Personal information
- Born: March 7, 1940 (age 86)

Bowling Information
- Affiliation: PBA, PBA50
- Rookie year: 1961
- Dominant hand: Right (stroker delivery)
- Wins: 18 PBA Tour (2 majors) 7 PBA Senior Tour (3 majors)
- Sponsors: Brunswick

= Dave Soutar =

Retired American ten-pin bowler (born 1940)

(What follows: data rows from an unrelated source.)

PR #2914, opened 2023-09-25
fix(types): better declaration files

### LINKED ISSUE #2906: [types] No Overload Error ``ts(2769)``, Conversion of Type Error ``ts(2352)`` and More...
# Bug Report
My VSCode is yelling a lot of types errors when using the new types definition of FomanticUI.

## Steps to reproduce
Example:
```ts
import 'fomantic-ui';

//...

jq("#el").nag({persist: true});
```
Get this error:
```error
No overload matches this call.
  The last overload gave the following error.
    Argument of type '{ persist: true; }' is not assignable to parameter of type 'NagSettings'.
      Type '{ persist: true; }' is missing the following properties from type 'NagSettings': displayTime, context, detachable, expires, and 24 more.ts(2769)
```

When I do this then it won't yell anymore:
```ts
jq("#server-down-msg").nag({persist: true} as FomanticUI.NagSettings);
```

But with type assertion on calendar for example:
```ts
    jQuery(startCalendarEl).calendar({
        today: true,
        initialDate: moment().startOf("day"),
        endCalendar: jQuery(endCalendarEl)
    } as FomanticUI.Calendar);
```

This would yell:
```error
Conversion of type '{ today: boolean; initialDate: moment.Moment; endCalendar: JQuery<HTMLElement>; }' to type 'Calendar' may be a mistake because neither type sufficiently overlaps with the other. If this was intentional, convert the expression to 'unknown' first.
  Property 'settings' is missing in type '{ today: boolean; initialDate: moment.Moment; endCalendar: JQuery<HTMLElement>; }' but required in type 'Calendar'.ts(2352)
```

This is just a few examples of some scopes, there are more...

**NOTED: the application is still running fine, only VSCode that giving me a lot of ``red lines`` which is anoying.

## Expected result
No VSCode linting types errors.

## Version

2.9.3

prudho:
## Description
This is the first round of fixes/improvements for type declarations of Fomantic. Some properties and methods were missing, some were too restrictive.

I've enabled strict type checking on my work project (~500k lines of code and use almost every module of Fomantic). Before the fix I had around 2500 errors during transpilation, 0 after.

I just cannot fix one error, that I circumvent by adding the `//@ts-expect-error` on the line before:
For a `Form`, creating a new rule will raise an error in VSCode (that can be safely bypassed).

image

`$.fn.form.settings.rules` is typed and Intellisense is working, but adding a new rule to it will trigger an error. Anyway, this is not a blocking issue for merging, since this PR will make a lot more good than bad :)

## Closes
#2906

### DIFF
--- a/types/fomantic-ui-api.d.ts
+++ b/types/fomantic-ui-api.d.ts
@@ -143,7 +143,7 @@ declare namespace FomanticUI {
          * UI state will be applied to this element, defaults to triggering element.
          * @default false
          */
-        stateContext: false | string | JQuery;
+        stateContext: false | string | JQuery<any>;
 
         /**
          * Whether to encode parameters with 'encodeURIComponent' before adding into url string.
--- a/types/fomantic-ui-api.d.ts
+++ b/types/fomantic-ui-api.d.ts
@@ -126,6 +126,12 @@ declare namespace FomanticUI {
         on: string;
 
         /**
+         * Object containing all templates endpoints
+         * @default {}
+         */
+        api: {[key: string]: string};
+
+        /**
          * Can be set to 'local' to cache successful returned AJAX responses when using a JSON API.
          * This helps avoid server roundtrips when API endpoints will return the same results when accessed repeatedly.
          * Setting to 'false', will add cache busting parameters to the URL.
@@ -137,7 +143,7 @@ declare namespace FomanticUI {
          * UI state will be applied to this element, defaults to triggering element.
          * @default false
          */
-        stateContext: false | JQuery;
+        stateContext: false | string | JQuery;
 
         /**
          * Whether to encode parameters with 'encodeURIComponent' before adding into url string.
@@ -259,7 +265,7 @@ declare namespace FomanticUI {
          * Method for transmitting request to server.
          * @default 'get'
          */
-        method: 'get' | 'post' | 'put' | 'delete' | 'head' | 'options' | 'patch';
+        method: Uppercase<'get' | 'post' | 'put' | 'delete' | 'head' | 'options' | 'patch'> | Lowercase<'get' | 'post' | 'put' | 'delete' | 'head' | 'options' | 'patch'>;
 
         /**
          * Expected data type of response.
--- a/types/fomantic-ui-calendar.d.ts
+++ b/types/fomantic-ui-calendar.d.ts
@@ -37,7 +37,7 @@ declare namespace FomanticUI {
          * Pass false to updateInput to disable updating the input.
          * Pass false to fireChange to disable the onBeforeChange and onChange callbacks for this change
          */
-        (behavior: 'set date', date: string, updateInput: boolean, fireChange: boolean): JQuery;
+        (behavior: 'set date', date: Date | string | null, updateInput?: boolean, fireChange?: boolean): JQuery;
 
         /**
          * Get the current selection mode (year, month, day, hour, minute)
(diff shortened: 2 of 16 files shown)


lubber-de (dismissed):
LGTM
That must have been a PITA to investigate and fix.
Thanks for your effort! 👍🏼

KiddoV:
Also ``onSuccess`` with ``fields`` should be ``{[key: string]: any}`` instead of ``object[]``?
https://github.com/prudho/Fomantic-UI/blob/17cad4ed74a71c16d1e3b05f19b99e24bd8aff0b/types/fomantic-ui-form.d.ts#L313

KiddoV:
> I just cannot fix one error, that I circumvent by adding the `//@ts-expect-error` on the line before: For a `Form`, creating a new rule will raise an error in VSCode (that can be safely bypassed).
> 
> image
> 
> `$.fn.form.settings.rules` is typed and Intellisense is working, but adding a new rule to it will trigger an error. Anyway, this is not a blocking issue for merging, since this PR will make a lot more good than bad :)

For this I would suggest doing this:
Add this to line [294](https://github.com/prudho/Fomantic-UI/blob/17cad4ed74a71c16d1e3b05f19b99e24bd8aff0b/types/fomantic-ui-form.d.ts#L294):
```ts
rules: Form.RulesSettings & {[key: string]: (value?: any, identifier?: string, module?: any) => boolean};
```
So we can add custom rule but keep the original
Also add this for custom prompt:
```ts
prompt: Form.PromptSettings & {[key: string]: string | undefined};
```
To line number [282](https://github.com/prudho/Fomantic-UI/blob/17cad4ed74a71c16d1e3b05f19b99e24bd8aff0b/types/fomantic-ui-form.d.ts#L282)

lubber-de:
@KiddoV 
This would also be needed for Modal / Flyout templates as those can be enhanced by custom templates as well

@prudho Would you like to investigate into the above mentioned findings and add commits to this PR before merging?

KiddoV:
Please check out my PR #2915 for reference. I fixed almost all of errors from my application based on @prudho PR and some additional fixes from me.
NOTED: There could be more error that I haven't spotted.

prudho:
> > I just cannot fix one error, that I circumvent by adding the `//@ts-expect-error` on the line before: For a `Form`, creating a new rule will raise an error in VSCode (that can be safely bypassed).
> > image
> > `$.fn.form.settings.rules` is typed and Intellisense is working, but adding a new rule to it will trigger an error. Anyway, this is not a blocking issue for merging, since this PR will make a lot more good than bad :)
> 
> For this error I would suggest doing this: Add this to line [294](https://github.com/prudho/Fomantic-UI/blob/17cad4ed74a71c16d1e3b05f19b99e24bd8aff0b/types/fomantic-ui-form.d.ts#L294):
> 
> ```ts
> rules: Form.RulesSettings & {[key: string]: (value?: any, identifier?: string, module?: any) => boolean};
> ```
> 
> So we can add custom rule but keep the original Also add this for custom prompt:
> 
> ```ts
> prompt: Form.PromptSettings & {[key: string]: string | undefined};
> ```
> 
> To line number [282](https://github.com/prudho/Fomantic-UI/blob/17cad4ed74a71c16d1e3b05f19b99e24bd8aff0b/types/fomantic-ui-form.d.ts#L282)

This is clever ! I tried a lot of stuff to make it work but your solution works great and doesn't break Intellisense 👍

I've pushed another bunch of fixes based on your feedback, many thanks @KiddoV !

@lubber-de yeah, let's wait a few more fixes before merging it.

prudho:
Definitely many thanks @KiddoV. All the difficulty here is to set "probable" types to a framework that can accept virtually anything 😄 Your help is very appreciated !

I've implemented your suggested changes, and added a few more by reviewing code and internal uses.

KiddoV:
@prudho Thank you! Your latest commit make my VSCode happy now, so I am cool! 😁
This ``types`` feature still definitely need a lot more works. I will give more suggestions if spotting anything else!

lubber-de (approved):
LGTM! 👍🏼

PR #2917, opened 2023-09-28
feat(step): circular steps variant

### LINKED ISSUE #2170: [steps] circular steps
# Feature Request
Rather than having the “box-like” steps as currently available, how about we add a circular variant that gives just a general overview (no header/description)? Numbers could potentially be used within the circular label or just use solid colours or ticks; but still have disabled options for incomplete steps, etc

A vertical variant could still show headers/descriptions

## Example
Steps - Official Tailwind CSS UI Components

Steps - Official Tailwind CSS UI Components 2

ko2in:
## Description
This PR add the new variant `railing` to the steps which suppose to display the steps with circular railing horizontally or vertically.

I used the name `raliing` since we already have `rail` component which can conflict each other. If you have better name for this variant, please suggest.

## Testcase
https://jsfiddle.net/ko2in/n9dum7fg/

## Screenshot (if possible)

fui-railing-step

## Closes
#2170


ko2in:
I had to fix stylelint errors and rebase to take out this commit, and done forced push. Is that be OK?

lubber-de:
Great! But why dont we just name it `circular` as we already have for image, icon, label and button?

lubber-de (commented):
The inner circle isnt centered, looks misplaced

image

lubber-de (commented):
The `inverted` variant is not properly supported
image

Using any other background than white would need to change the non completed icon background as well. I know you set white as background to cover the connection line (i had a similar issue for `connected` feed)
image

lubber-de:
The connection line cover background could be avoided by

```css
.ui.railing.vertical.steps .step:not(:last-child) .content::before {
margin-top: 2.2em;
}
```
it seems....

I wonder why i had so many issues doing that for connected feed... perhaps more difficult markup, Will take a look for that again

ko2in:
> Great! But why dont we just name it `circular` as we already have for image, icon, label and button?

That sound also OK for me. I will update the PR with that name and other fixes.

lubber-de:
> I didn't implement for inverted yet. I don't know how the inverted should be at the moment.

Not much to be done i believe. I suggest to:
- use dedicated less variables (yes, even if those would have the same value) for the inverted variant
- increase specificity, so the normal inverted variant does not override the railing ones (would already fix the inner circle color from black to green)
- dont use white as background (perhaps no background at all/transparent in case my margin-top idea works for you would alrady fix that)
- use a light color for the connection lines
- use the default inverted green colors

jamessampford:
Nice! Would it be possible to have an option to have a title and/or description on the horizontal variant below the step circles?

lubber-de (commented):
The `ordered` variant is totally messed up unfortunately

image

lubber-de (changes requested):
The size variants need adjustments at least for vertical variant

tiny steps
- check icon too low, but circle icon for uncompleted looks good now :D
image

massive steps
- both icons misplaced
- text for content title and description needs some padding (this is also the case for the normal step without your new variant, i just stumbled upon that) 
image

lubber-de (commented):
The `link step` variant isn't supported

image

lubber-de (commented):
The new variant seems to be always unstackable. This could be a design choice and perhaps supported later if a visually pleasing solution can be found

lubber-de (commented):
my final comment/suggestion: 😉 

`disabled step` does not have any visual effect (you removed that on purpose...why?)

We should support color names like we have for the `connected feed` variant.
Currently the green color is hardcoded (`@completedColor`). The green was supposed to work for the usual step variant where coloring would not make so much sense to me as it would only have effect on the check icon.

But as your new variant concentrates on the icon and connection line there is a possible need for a different color (maybe only for a single completed step) and screams for being colorizable via a color class name.

Support coloring as we have it elsewhere would support

-  `ui purple circular steps`
- `blue completed step`
- `teal step`
- The connection line should inherit the color as we have it in `connected feed`

ko2in:
> `disabled step` does not have any visual effect (you removed that on purpose...why?)

I don't see any difference style for disabled step like box item. Maybe, remove the small circle disc?

lubber-de:
> > `disabled step` does not have any visual effect (you removed that on purpose...why?)
> 
> I don't see any difference style for disabled step like box item. Maybe, remove the small circle disc?

A disabled variant almost always has
- a lower opacity value
- greyed out (if lower opacity doesn't make it visually clear already)
- pointer-events: none (already implemented)

ko2in:
Disabled state would OK with completed or active. The default state already looks similar to the disabled item as it's color and background is grayed out.

ko2in:
If this looks OK for you, then I'll apply also the opacity for the default state.
rail-step-opacity

lubber-de:
the opacity can be applied to either normal state or completed state. But you should still see the default (non-disabled, non completed) state greyed out (if no color is given as suggested above) and opacity:1 (it gets more clear when text is used in the vertical variant

If you meant the same, then: yes 😄 

image

src/definitions/elements/step.less
```diff
@@ -251,49 +381,49 @@
 
 /* Mobile (Default) */
 @media only screen and (max-width: (@largestMobileScreen)) {
-    .ui.steps:not(.unstackable) {
+    .ui.steps:not(.unstackable, .railing) {
```
lubber-de, line 384: If you keep this css level 4 selector syntax, this has to wait until until 2.11 or even 3.0 as only browsers from January 2021 are supporting this syntax.
See https://github.com/fomantic/Fomantic-UI/discussions/2854 for voting results of new CSS level 4 feature inclusion poll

David Soutar (born March 7, 1940) is a retired professional ten-pin bowler who competed on the Professional Bowlers Association (PBA) Tour. He won 18 times on the regular PBA Tour, and seven more times on the PBA Senior Tour (now known as the PBA50 Tour). Soutar was raised on the east side of Detroit, Michigan and is now a resident of Bradenton, Florida. He is a member of the PBA and USBC Halls of Fame.

==Career==

A 1958 graduate of Denby High School, Soutar developed his bowling talent at many of Detroit's bowling alleys, leading to his pro career beginning with a bang in 1961. In just his fifth tournament as a pro, he won the 1961 PBA National Championship major at age 21. His only other PBA major title came in the 1973 ABC Masters (now USBC Masters). He had a career best year in 1970, leading the Tour with five titles, finishing third in earnings, and claiming the PBA's Steve Nagy Sportsmanship Award. The season was highlighted by a furious finish, in which Soutar won three of the final six events. However, he was beaten out for 1970 PBA Player of the Year by Nelson Burton Jr., who won four titles and led the Tour in average. Soutar would call the Player of the Year snub the biggest disappointment in his professional career.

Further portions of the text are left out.